Suppose I have an axiom consisting of several $$$A$and one $$$B$at the beginning and I want to $$$B$moved one step to the right on each iteration, without changing the length of the sentence. This can be implemented using context-sensitive rules. First, I will add a rule $$$B <a \ to b$. It should be read as follows: $$$A \ to b$if the character $$$A$preceded $$$B$. At each iteration in which this rule applies, each character $$$A$to the left of which is $$$B$will change to $$$B$. Now I just need to $$$B$moved, so after each iteration $$$B$must become again $$$A$to all $$$A$over time did not turn into $$$B$. This is implemented by a simple rule. $$$B \ to a$. Figure 3 shows this system evolving over eleven iterations, and the initial axiom is $$$BAAAAAAAAA$.

This context-sensitive grammar is compatible with the parametric grammar described above. Suppose I have a sentence of several occurrences $$$A (x)$where value $$$x$for different characters different. I want to write a context-sensitive production rule that replaces $$on $$$B$only when $$$A$surrounded by other occurrences $$$A$whose parameters are equal; in other words, left and right should be $$$A$with the same parameter values. The production rule is as follows:

$$

$$A (x) <A (y)> A (z): x == z \ to B$$

That is, the latest additions to the grammar are the characters $$$<$and $$$>$. If the left operand of the production rule is preceded by $$$<$, then as a context it needs a character before $$$<$. If it follows $$$>$, it needs a character after context $$$>$. The production rules may also have no context, or only a right / left context.

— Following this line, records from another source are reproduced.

PR #706, opened 2026-05-14
refactor: share fuse query ordering

### LINKED ISSUE #603: compute_f and poly_queries duplicate query ordering manually
follow-up to #601, which added query-count guards for `compute_f` and `poly_queries()`.

those guards catch add/remove drift, but the static query prefix is still duplicated manually between
`_08_f.rs` and `compute_v.rs`. most of the remaining ordering is already shared through
`RxIndex::ALL` and `InternalCircuitIndex::ALL`; the static prefix is the last manually mirrored piece.

the long-term fix is to share the query specification itself, not just the count, using a common enum or descriptor list consumed by both sides..

-- pending #592 / #593 merge, since those changes are likely to reshape the query list.

LucidSamuel:
makes the static fuse query prefix a shared internal descriptor list instead of manually duplicating the order in two places.

this adds:
  - `StaticFQuery`
  - `STATIC_F_QUERIES`

both sides now consume that same static descriptor list:
- prover-side `compute_f` maps each `StaticFQuery` to its `factor_iter(...)`
- circuit-side `poly_queries` maps each `StaticFQuery` to `(p(u), v, denominator)`

the dynamic suffixes remain driven by the existing canonical lists:
  - `RxIndex::ALL`
  - `InternalCircuitIndex::ALL`
  
fixes #603

### DIFF
--- a/crates/ragu_pcd/src/fuse/_08_f.rs
+++ b/crates/ragu_pcd/src/fuse/_08_f.rs
@@ -116,51 +116,59 @@ impl<C: Cycle, R: Rank, const HEADER_SIZE: usize> Application<'_, C, R, HEADER_S
             idx.circuit_index().omega_j()
         };
 
-        let static_query_iter = |query| match query {
-            StaticFQuery::LeftP => factor_iter(left.native_p_poly().iter_coeffs(), left.u()),
-            StaticFQuery::RightP => factor_iter(right.native_p_poly().iter_coeffs(), right.u()),
-            StaticFQuery::LeftRegistryXyAtW => {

Lindenmayer's three-dimensional context-sensitive parametric system

Now everything is ready for creating a renderer of a three-dimensional Lindenmayer context-sensitive parametric system, which I have implemented below (in the original article). It contains all the features described in this article. Most of the fields of the previous 2D renderer are copied, but in this system a button for step-by-step evolutionary change and the print function of the final sentence are added. The parser of context-sensitive parametric systems Lindenmayer is located in this repository .

Implemented several rendering modes. The generated 3D image can be rotated by dragging the mouse (or finger on the touch screen) and scale the mouse wheel. The source code for this renderer is on GitHub . Click the Go button to generate the current system.

Conclusion

Lindenmayer systems allow you to create very interesting and natural patterns that can be useful in many areas. In addition to modeling fractals, they can be used to generate natural content, such as trees and plants. Another application is the generation of a procedural environment in which context-sensitive rules play an important role. I suspect that the Lindenmayer system can be changed using genetic algorithms, slightly changing the production rules. This can be a very interesting way for the evolutionary change of plants, and I want to experiment with it if there is free time.

It seems that L-systems are able to simulate nature with a certain degree of accuracy. It is curious to what extent they can actually model the processes of natural growth using the rules I discovered?